▸ **EXERCISE INSTRUCTIONS**: Nothing but an exact repeat of the entries below should appear in your answer.

(Beginning of SOURCE DATA)

PR #3333, opened 2023-06-29
🚀 Add workflow to clean PR caches

Zaid-maker:

# Description

This workflow will delete all unused caches as i saw in caches it's reaching its limit of (9.82 GB of 10 GB Used)

## Type of change

- Other

## Checklist

  (including JSDoc for methods)

## Screenshots (if any)

image

### DIFF
--- a/.github/workflows/pr-clean-caches.yml
+++ b/.github/workflows/pr-clean-caches.yml
@@ -1,0 +1,40 @@
+name: Cleanup branch caches
+
+on:
+  pull_request:
+    types: [opened, closed, reopened, synchronize]
+  push:
+  workflow_dispatch:
+
+concurrency:
+  group: ${{ github.workflow }}-${{ github.ref }}
+  cancel-in-progress: true
+
+permissions:
+  actions: write
+
+jobs:
+  cleanup:
+    runs-on: ubuntu-latest
+    if: ${{ github.ref != 'refs/heads/main' }}
+    steps:
+      - name: Cleanup
+        env:
+          GH_TOKEN: ${{ secrets.GITHUB_TOKEN }}
+        run: |
+          gh extension install actions/gh-actions-cache
+
+          REPO=${{ github.repository }}
+          BRANCH=${{ github.ref }}
+
+          echo "Fetching list of cache key"
+          cacheKeysForPR=$(gh actions-cache list -R "$REPO" -B "$BRANCH" --limit 100 | cut -f 1)
+
+          ## Setting this to not fail the workflow while deleting cache keys.
+          set +e
+          echo "Deleting caches..."
+          for cacheKey in $cacheKeysForPR
+          do
+              gh actions-cache delete "$cacheKey" -R "$REPO" -B "$BRANCH" --confirm
+          done
+          echo "Done"
--- a/.github/workflows/pr-clean-caches.yml
+++ b/.github/workflows/pr-clean-caches.yml
@@ -2,7 +2,8 @@ name: Cleanup branch caches
 
 on:
   pull_request:
-    types: [opened, closed, reopened, synchronize]
+    types:
+      - closed
   push:
   workflow_dispatch:
 


CommanderStorm:
Why is reaching the limit bad?
The cache you mentioned is a FiFo cache ⇒ reaching a limit does not prevent further usage afaik.

Zaid-maker:
> Why is reaching the limit bad?
> The cache you mentioned is a FiFo cache ⇒ reaching a limit does not prevent further usage afaik.

When limit reached actions will not run further and will give errors

CommanderStorm:
See https://docs.github.com/en/actions/using-workflows/caching-dependencies-to-speed-up-workflows#usage-limits-and-eviction-policy

> GitHub will remove any cache entries that have not been accessed in over 7 days. There is no limit on the number of caches you can store, but the total size of all caches in a repository is limited to 10 GB.
> 
> If you exceed the limit, GitHub will save the new cache but will begin evicting caches until the total size is less than the repository limit. The cache eviction process may cause cache thrashing, where caches are created and deleted at a high frequency. To reduce this, you can review the caches for a repository and take corrective steps, such as removing caching from specific workflows.

=> I don't think this is a problem.. Why do you think it is?

Zaid-maker:
> See https://docs.github.com/en/actions/using-workflows/caching-dependencies-to-speed-up-workflows#usage-limits-and-eviction-policy
> 
> > GitHub will remove any cache entries that have not been accessed in over 7 days. There is no limit on the number of caches you can store, but the total size of all caches in a repository is limited to 10 GB.
> > If you exceed the limit, GitHub will save the new cache but will begin evicting caches until the total size is less than the repository limit. The cache eviction process may cause cache thrashing, where caches are created and deleted at a high frequency. To reduce this, you can review the caches for a repository and take corrective steps, such as removing caching from specific workflows.
> 
> => I don't think this is a problem.. Why do you think it is?

Because when the pR's got merged they left a cache behind which i think will not get used anywhere, so its good to delete those caches

CommanderStorm:
That does not answer the question:
> Why is reaching the limit bad?

I think your base assumption is not quite right. Having a full cache is not a bad thing. If a branch has been merged, the changes from this branch are now in master.
⇒ deleting them would probably cause a cache-miss

.github/workflows/pr-clean-caches.yml
```diff
@@ -0,0 +1,40 @@
+name: Cleanup branch caches
+
+on:
+  pull_request:
+    types: [opened, closed, reopened, synchronize]
+  push:
```
CommanderStorm, line 6: This is probaly not inteded. Your PR would delete cache
- on push,
- edit of description,
- sync
- …

Zaid-maker:
> > When limit reached actions will not run further
> 
> I don't think so, because we actually hit the limit a long time ago and I have never seen that happen.
> 
> > Least recently used caches will be automatically evicted to limit the total cache storage to 10 GB.
> 
> I think the warning message explains already, `be automatically evicted` means that the caches will be deleted automatically.

But still work flow is very helpful it's recommended by GitHub

.github/workflows/pr-clean-caches.yml
Zaid-maker: What else its doing? can't you see what types are given in it?

Zaid-maker:
> > When limit reached actions will not run further
> 
> I don't think so, because we actually hit the limit a long time ago and I have never seen that happen.
> 
> > Least recently used caches will be automatically evicted to limit the total cache storage to 10 GB.
> 
> I think the warning message explains already, `be automatically evicted` means that the caches will be deleted automatically.

`If you exceed the limit, GitHub will save the new cache but will begin evicting caches until the total size is less than the repository limit. The cache eviction process may cause cache thrashing, where caches are created and deleted at a high frequency. To reduce this, you can review the caches for a repository and take corrective steps, such as removing caching from specific workflows`

CommanderStorm:
If gigantic cache files are created in fast succession, this might cause thrashing.
But since we don't do that, I don't see the advantage.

(End of SOURCE DATA)

▸ **OUTPUT**:
PR #3333, opened 2023-06-29
🚀 Add workflow to clean PR caches

Zaid-maker:

# Description

This workflow will delete all unused caches as i saw in caches it's reaching its limit of (9.82 GB of 10 GB Used)

## Type of change

- Other

## Checklist

  (including JSDoc for methods)

## Screenshots (if any)

image

### DIFF
--- a/.github/workflows/pr-clean-caches.yml
+++ b/.github/workflows/pr-clean-caches.yml
@@ -1,0 +1,40 @@
+name: Cleanup branch caches
+
+on:
+  pull_request:
+    types: [opened, closed, reopened, synchronize]
+  push:
+  workflow_dispatch:
+
+concurrency:
+  group: ${{ github.workflow }}-${{ github.ref }}
+  cancel-in-progress: true
+
+permissions:
+  actions: write
+
+jobs:
+  cleanup:
+    runs-on: ubuntu-latest
+    if: ${{ github.ref != 'refs/heads/main' }}
+    steps:
+      - name: Cleanup
+        env:
+          GH_TOKEN: ${{ secrets.GITHUB_TOKEN }}
+        run: |
+          gh extension install actions/gh-actions-cache
+
+          REPO=${{ github.repository }}
+          BRANCH=${{ github.ref }}
+
+          echo "Fetching list of cache key"
+          cacheKeysForPR=$(gh actions-cache list -R "$REPO" -B "$BRANCH" --limit 100 | cut -f 1)
+
+          ## Setting this to not fail the workflow while deleting cache keys.
+          set +e
+          echo "Deleting caches..."
+          for cacheKey in $cacheKeysForPR
+          do
+              gh actions-cache delete "$cacheKey" -R "$REPO" -B "$BRANCH" --confirm
+          done
+          echo "Done"
--- a/.github/workflows/pr-clean-caches.yml
+++ b/.github/workflows/pr-clean-caches.yml
@@ -2,7 +2,8 @@ name: Cleanup branch caches
 
 on:
   pull_request:
-    types: [opened, closed, reopened, synchronize]
+    types:
+      - closed
   push:
   workflow_dispatch:
 


CommanderStorm:
Why is reaching the limit bad?
The cache you mentioned is a FiFo cache ⇒ reaching a limit does not prevent further usage afaik.

Zaid-maker:
> Why is reaching the limit bad?
> The cache you mentioned is a FiFo cache ⇒ reaching a limit does not prevent further usage afaik.

When limit reached actions will not run further and will give errors

CommanderStorm:
See https://docs.github.com/en/actions/using-workflows/caching-dependencies-to-speed-up-workflows#usage-limits-and-eviction-policy

> GitHub will remove any cache entries that have not been accessed in over 7 days. There is no limit on the number of caches you can store, but the total size of all caches in a repository is limited to 10 GB.
> 
> If you exceed the limit, GitHub will save the new cache but will begin evicting caches until the total size is less than the repository limit. The cache eviction process may cause cache thrashing, where caches are created and deleted at a high frequency. To reduce this, you can review the caches for a repository and take corrective steps, such as removing caching from specific workflows.

=> I don't think this is a problem.. Why do you think it is?

Zaid-maker:
> See https://docs.github.com/en/actions/using-workflows/caching-dependencies-to-speed-up-workflows#usage-limits-and-eviction-policy
> 
> > GitHub will remove any cache entries that have not been accessed in over 7 days. There is no limit on the number of caches you can store, but the total size of all caches in a repository is limited to 10 GB.
> > If you exceed the limit, GitHub will save the new cache but will begin evicting caches until the total size is less than the repository limit. The cache eviction process may cause cache thrashing, where caches are created and deleted at a high frequency. To reduce this, you can review the caches for a repository and take corrective steps, such as removing caching from specific workflows.
> 
> => I don't think this is a problem.. Why do you think it is?

Because when the pR's got merged they left a cache behind which i think will not get used anywhere, so its good to delete those caches

CommanderStorm:
That does not answer the question:
> Why is reaching the limit bad?

I think your base assumption is not quite right. Having a full cache is not a bad thing. If a branch has been merged, the changes from this branch are now in master.
⇒ deleting them would probably cause a cache-miss

.github/workflows/pr-clean-caches.yml
```diff
@@ -0,0 +1,40 @@
+name: Cleanup branch caches
+
+on:
+  pull_request:
+    types: [opened, closed, reopened, synchronize]
+  push:
```
CommanderStorm, line 6: This is probaly not inteded. Your PR would delete cache
- on push,
- edit of description,
- sync
- …

Zaid-maker:
> > When limit reached actions will not run further
> 
> I don't think so, because we actually hit the limit a long time ago and I have never seen that happen.
> 
> > Least recently used caches will be automatically evicted to limit the total cache storage to 10 GB.
> 
> I think the warning message explains already, `be automatically evicted` means that the caches will be deleted automatically.

But still work flow is very helpful it's recommended by GitHub

.github/workflows/pr-clean-caches.yml
Zaid-maker: What else its doing? can't you see what types are given in it?

Zaid-maker:
> > When limit reached actions will not run further
> 
> I don't think so, because we actually hit the limit a long time ago and I have never seen that happen.
> 
> > Least recently used caches will be automatically evicted to limit the total cache storage to 10 GB.
> 
> I think the warning message explains already, `be automatically evicted` means that the caches will be deleted automatically.

`If you exceed the limit, GitHub will save the new cache but will begin evicting caches until the total size is less than the repository limit. The cache eviction process may cause cache thrashing, where caches are created and deleted at a high frequency. To reduce this, you can review the caches for a repository and take corrective steps, such as removing caching from specific workflows`

CommanderStorm:
If gigantic cache files are created in fast succession, this might cause thrashing.
But since we don't do that, I don't see the advantage.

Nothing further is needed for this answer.